REQUIREMENT: Transcribe the records below exactly as written, from the opening line through the line that contains "Screenshot 2025-06-17 at 15 34 13".

-=-=-

PR #1187, opened 2025-06-13
Solving issues with `R` native in some experiments 

### LINKED ISSUE #1185: Qibocal ignores double RX90 substitution for pi-pulse rotation in some routines
Currently in https://github.com/qiboteam/qibocal/blob/main/src/qibocal/protocols/allxy/allxy.py#L168-L181, the `ALLXY` sequence creates the 90 degree rotation by dividing the amplitude of the pi-pulse by half. 

We have a discussion about this last year in https://github.com/qiboteam/qibolab/issues/1066 and it may give more useful results to use the RX90 pulse if it is available.

andrea-pasquale:
Closes #1185


src/qibocal/protocols/allxy/allxy.py
Edoardo-Pedicillo, line 1: Not for this PR, but we should migrate allxy to circuits, so this if conditionals will be directly solved in the compiler.

Edoardo-Pedicillo (approved):

sorewachigauyo (approved):
Tested the allxy and seems to be working
[rx90-fix-tests.tar.gz](https://github.com/user-attachments/files/21177009/rx90-fix-tests.tar.gz)

PR #1189, opened 2025-06-17
Minor fixes for iSWAP chevron protocol

andrea-pasquale:
The fitting procedure for the chevron protocol with an `iSWAP` was incorrect because we were just using the same procedure used for the `CZ`, while for the `iSWAP` the duration of the gate should be half the oscillation period.
Screenshot 2025-06-17 at 15 34 13

I've also removed an additional X pulse for the chevron sequence that was added to improve the plot for the `CZ` case which is not necessary for the `iSWAP`.


alecandido (approved):

Edoardo-Pedicillo (approved):
Looks good to me, thanks.

PR #1194, opened 2025-06-23
Add mechanism to skip update for qubits

### LINKED ISSUE #1193: Skip specific qubits when updating platform
As @sorewachigauyo it could be useful to avoid updating the parameters of specific qubits when running `qq update`, since often the fitting procedure might fail only for certain qubits. My idea would be to add a `skip-qubits` flag:

```sh
qq update <report> --skip-qubits 0 1
```

andrea-pasquale:
Closes #1193

The current proposal is implementing https://github.com/qiboteam/qibocal/issues/1193#issue-3167523019
I still need to add tests and documentation (and eventually improve the implementation) but so far it seems to work as expected.

EDIT: 
Here is the syntax to skip the update for certain qubits:

```sh
qq update <output_folder> --skip-qubits 0 1
```
Currently only single qubits are supported (not pairs).

### DIFF
--- a/tests/test_cli.py
+++ b/tests/test_cli.py
@@ -6,6 +6,7 @@ import pytest
 from click.testing import CliRunner
 
 from qibocal import create_calibration_platform
+from qibocal.auto.serialize import load
 from qibocal.cli._base import command
 
 test_runcards_dir = pathlib.Path(__file__).parent / "runcards"
@@ -75,8 +76,8 @@ def test_skip_qubits_option(skip_qubits, tmp_path, monkeypatch, platform):
             catch_exceptions=False,
         )
         new_platform = create_calibration_platform("mock")
-        for i in new_platform.qubits:
-            if i in list(skip_qubits):
+        for i in platform.qubits:
+            if i in [load(q) for q in skip_qubits]:
                 assert old_platform.config(
                     old_platform.qubits[i].acquisition
                 ) == new_platform.config(new_platform.qubits[i].acquisition)


andrea-pasquale:
> The updating of the single qubit gate is skipped, but not the frequency updating, e.g. from Ramsey
> 
> Here, qubit 14 had a bad Ramsey fit, which gets updated even with `qq update --skip-qubits 14`
> 
> [skip-qubit-test.tar.gz](https://github.com/user-attachments/files/21570070/skip-qubit-test.tar.gz)

Thanks @sorewachigauyo https://github.com/qiboteam/qibocal/pull/1194/commits/1406c5fd699ff845ac353cbc034ab4e41cf1c741 should fix the issue. 
I believe that the zip is empty, according to tests it should work correctly now.

alecandido:
> I believe that the zip is empty, according to tests it should work correctly now.

Maybe I'm misunderstanding the comment, but the provided `.zip` file is not empty...

sorewachigauyo:
Sorry for the lack of response

I tried using this with multiple qubits e.g. `qq update flipping --skip-qubits 1 9 13` which returns the following error
```
Usage: qq update [OPTIONS] folder
Try 'qq update -h' for help.

Error: Got unexpected extra arguments (9 13)
```

alecandido:
This is because that's not the way you should use *multiple* options in Click
https://click.palletsprojects.com/en/stable/options/#multiple-options

So, the correct (and verbose) way is:
```bash
qq update flipping --skip-qubits 1 --skip-qubits 9 --skip-qubits 13
```

A short alternative could be provided for the argument name, in order to make it a bit more pleasant.

sorewachigauyo (approved):

PR #1199, opened 2025-07-02
Set acquisition to zero before executing time of flight

Edoardo-Pedicillo:


andrea-pasquale (approved):
Thanks @Edoardo-Pedicillo for this fix.
If you want you could also add an `_update` function so that we update the tof correctly.
We should check if all qibolab instruments are ok with putting 0 as tof, if not we probably  need to modify this special case directly in qibolab.

alecandido:
Is QM preventing time-of-flight to be null?

In principle, the time-of-flight is just a delay before starting the acquisition.
Ok, there may be some non-zero delay anyhow, because you may use the same processor for the `play` and `acquire` instruction, but I would have expected that this is not accounted in the time-of-flight (which I would have put on top)

Edoardo-Pedicillo:
> Thanks @Edoardo-Pedicillo for this fix. If you want you could also add an `_update` function so that we update the tof correctly. 

This feature is implemented in https://github.com/qiboteam/qibocal/pull/1199/commits/a1c16ec2313da26535e060b4189b98794d760c5a .

>We should check if all qibolab instruments are ok with putting 0 as tof, if not we probably need to modify this special case directly in qibolab.

I have tested the protocol with QM (http://login.qrccluster.com:9000/U1KNHznnQ3epLy4FE3okaQ==/) and it doesn't accept 0 as time of flight (it should be a multiple of 4 greater or equal 24), to solve this issue I have defined an upper level constant `MINIMUM_TOF`, that is the default value, and set it to 24.

Thanks to @andrea-pasquale, we have imporved also the tof fit that seems more robust know.

Edoardo-Pedicillo:
> (it should be a multiple of 4 greater or equal 24)

The fit is not taking this limitation into account, so it could happen the value provided by the protocol is not allowed. This should be taken into consideration by qibolab.

andrea-pasquale (approved):

alecandido (approved):

PR #1208, opened 2025-07-22
update qibolab dep

Edoardo-Pedicillo:
Update qibolab dep to the new version so that it is published by pypi.


andrea-pasquale:
> Thanks @Edoardo-Pedicillo, did you test this on hardware?

There should not be any difference since the current qibocal's main branch was pointing to qibolab's main branch.

Issue #1205, opened 2025-07-21
Move analysis in _fit() function for resonator optimization


ElStabilini:
As title says: do the post-processing directly in the fitting instead of acquisition.

Issue #1206, opened 2025-07-21
Compute QND using the implementation in `readout_characterization`


ElStabilini:
Since the QND calculation is already available in the `readout_characterization` protocol, it could be useful to use this function in the `resonator_optimization` protocol instead of directly computing QND.

Thank you @andrea-pasquale for the suggestion.

ElStabilini:
Related to the QND calculation in the `resonator_optimization` protocol, it may also be interesting to investigate the reason for the observed pattern of both QND and QND-pi as a function of the amplitude and frequency of the readout resonator.

What we saw from report is similar to the following image

<img width="1529" height="357" alt="Image" src="https://github.com/user-attachments/assets/bc7d4b66-0355-4f7c-b9c5-1d9d88be3648" />
[report](http://login.qrccluster.com:9000/brbo8k-_RUmeDOraTnI8ZQ==/)

while we expected a plot  similar to the fidelity one.

PR #1211, opened 2025-07-25
feat: add compute_qnd function

ElStabilini:
First attempt to solve #1206


ElStabilini:
This PR should also close #1205, which was probably a problem only for the optimization without QND measurement.

andrea-pasquale (approved):

PR #1217, opened 2025-07-29
Fix update in resonator spectroscopy at low power

andrea-pasquale:
When running at low power we were not updating the `dressed_resonator_frequency` which is what we are scanning around.


Luca-Ben-Herrmann (approved):
Thanks for this, I am confirming that the fix works: http://login.qrccluster.com:9000/dxm2DLDxROSJ1O2qfINVIw==

PR #1219, opened 2025-07-29
Fix readout pulses for `drag_simple` with unrolling 

andrea-pasquale:
As title says.


Luca-Ben-Herrmann (approved):
I confirm that this fixes the bug.

PR #1222, opened 2025-07-30
Sweep offset of external DC source

stavros11:
Adds the possibility to sweep the current of an external DC source (such as the SPI rack: https://github.com/qiboteam/qibolab/pull/1260) for the resonator and qubit flux routines.

A more elegant solution would be to implement software sweepers directly on the SPI driver, so that we don't need to modify the routines (which may be many more). However, that solution requires some rework of the `Platform` for multi-instrument support, which we decided to postpone for now and provide modify the routines directly as a simpler solutions.

### DIFF
--- a/src/qibocal/protocols/flux_dependence/__init__.py
+++ b/src/qibocal/protocols/flux_dependence/__init__.py
@@ -2,9 +2,9 @@ from .cryoscope import cryoscope
 from .flux_amplitude_frequency import flux_amplitude_frequency
 from .flux_gate import flux_gate
 from .qubit_crosstalk import qubit_crosstalk
-from .qubit_flux_dependence import qubit_flux
+from .qubit_flux_dependence import qubit_flux, qubit_flux_dc
 from .qubit_vz import qubit_vz
-from .resonator_flux_dependence import resonator_flux
+from .resonator_flux_dependence import resonator_flux, resonator_flux_dc
 
 __all__ = [
     "qubit_flux",
--- a/src/qibocal/protocols/flux_dependence/__init__.py
+++ b/src/qibocal/protocols/flux_dependence/__init__.py
@@ -2,9 +2,11 @@ from .cryoscope import cryoscope
 from .flux_amplitude_frequency import flux_amplitude_frequency
 from .flux_gate import flux_gate
 from .qubit_crosstalk import qubit_crosstalk
-from .qubit_flux_dependence import qubit_flux, qubit_flux_dc
+from .qubit_flux_dependence import qubit_flux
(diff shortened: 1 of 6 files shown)


alecandido:
> A more elegant solution would be to implement software sweepers directly on the SPI driver, so that we don't need to modify the routines (which may be many more). However, that solution requires some rework of the `Platform` for multi-instrument support, which we decided to postpone for now and provide modify the routines directly as a simpler solutions.

Actually, this is certainly feasible (at some point).
But while thinking again about it, I was wondering which would be the optimal/desired way to support it.

Essentially, sweepers are just targeting channels. So, all you're doing is specifying a `ChannelId`.
To reuse the exact same routines, we should just allow:
1. multiple instruments to provide the same channels, 
2. simultaneous sweeps on multiple instruments (only updating parameters in the relevant location, but we need loops everywhere), and then 
3. disable sweeping in the controller through configurations.

I.e. the routine will contain a `Sweeper(parameter=Parameter.offset, values=..., channels=["0/flux"])`, but then we still need to pass this information
https://github.com/qiboteam/qibocal/blob/c3e78e0509cc900ebb2682808883d87af2763f0d/src/qibocal/protocols/flux_dependence/qubit_flux_dependence.py#L149-L151
somewhere, because we really want to support two different behaviors: sweeping the flux pulse, or the bias.
That somewhere will be in instruments configurations (e.g. in the `DcConfig`, toggling "bias vs pulse").

Is it acceptable like this? Or having multiple instruments on the same channel sounds less than great?

stavros11:
> Is it acceptable like this? Or having multiple instruments on the same channel sounds less than great?

One issue I can think of with this approach on that particular example is that we will have two controllable offsets that go to that channel, one from the external current source (SPI) and one from the controller (QM). If we use a `DcConfig` to set it, we only have one channel entry which will be mapped to one of the two (ideally the SPI), so we won't be able to control the QM offset if we need to. 

Of course this issue can be solved just by defining another `Config` (for example `BiasTeeConfig`) which supports two offsets. Also, this may not be even necessary in practice for this example, since the whole point of the bias tee (if I understand it correctly) is to block the DC from one port (the controller) and only let it from the current source.

Another issue with using the same channel is that we will be passing redundant information to the instruments through the configs. For example the `DcConfig` containing the SPI offset will also be passed to QM, even though it is not relevant. This may create issues for example for https://github.com/qiboteam/qibolab/pull/1265, since even though all QM related parameters will be unaffected, the `configs` passed to `play` will still be changing. I guess this can also be addressed by doing the cache check in a different way, but I am not sure if there are any other side-effects (given that passing redundant info is not ideal).

PR #1223, opened 2025-07-31
Add function for baseline estimation (ALS)

alecandido:
Based on [P. Eilers and H. Boelens, 2005](http://zanran_storage.s3.amazonaws.com/www.science.uva.nl/ContentPages/443199618.pdf).

> [!NOTE]
> Since it is not available any longer at the original URL, you can get the paper from the Internet Archive.
> [archived version](https://web.archive.org/web/20160914041040/http://zanran_storage.s3.amazonaws.com/www.science.uva.nl/ContentPages/443199618.pdf)

The function is not yet used in any protocol, and integrating it into the resonator spectroscopy workflow will require some more effort, since it needs manual tuning of the algorithm's parameters.

Cf.

| image | image |
|--------|--------|

### DIFF
--- a/src/qibocal/protocols/utils.py
+++ b/src/qibocal/protocols/utils.py
@@ -8,7 +8,7 @@ import plotly.graph_objects as go
 from numpy.typing import NDArray
 from plotly.subplots import make_subplots
 from qibolab._core.components import Config
-from scipy import constants
+from scipy import constants, sparse
 from scipy.optimize import curve_fit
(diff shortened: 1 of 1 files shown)


alecandido:
Actually, I should add a test (a closure one).

But not even the other fits are tested. So, I could postpone also this one, and just add to the heap.

andrea-pasquale (approved):
Thanks @alecandido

-=-=-

RESPONSE TO THE TASK:
PR #1187, opened 2025-06-13
Solving issues with `R` native in some experiments 

### LINKED ISSUE #1185: Qibocal ignores double RX90 substitution for pi-pulse rotation in some routines
Currently in https://github.com/qiboteam/qibocal/blob/main/src/qibocal/protocols/allxy/allxy.py#L168-L181, the `ALLXY` sequence creates the 90 degree rotation by dividing the amplitude of the pi-pulse by half. 

We have a discussion about this last year in https://github.com/qiboteam/qibolab/issues/1066 and it may give more useful results to use the RX90 pulse if it is available.

andrea-pasquale:
Closes #1185


src/qibocal/protocols/allxy/allxy.py
Edoardo-Pedicillo, line 1: Not for this PR, but we should migrate allxy to circuits, so this if conditionals will be directly solved in the compiler.

Edoardo-Pedicillo (approved):

sorewachigauyo (approved):
Tested the allxy and seems to be working
[rx90-fix-tests.tar.gz](https://github.com/user-attachments/files/21177009/rx90-fix-tests.tar.gz)

PR #1189, opened 2025-06-17
Minor fixes for iSWAP chevron protocol

andrea-pasquale:
The fitting procedure for the chevron protocol with an `iSWAP` was incorrect because we were just using the same procedure used for the `CZ`, while for the `iSWAP` the duration of the gate should be half the oscillation period.
Screenshot 2025-06-17 at 15 34 13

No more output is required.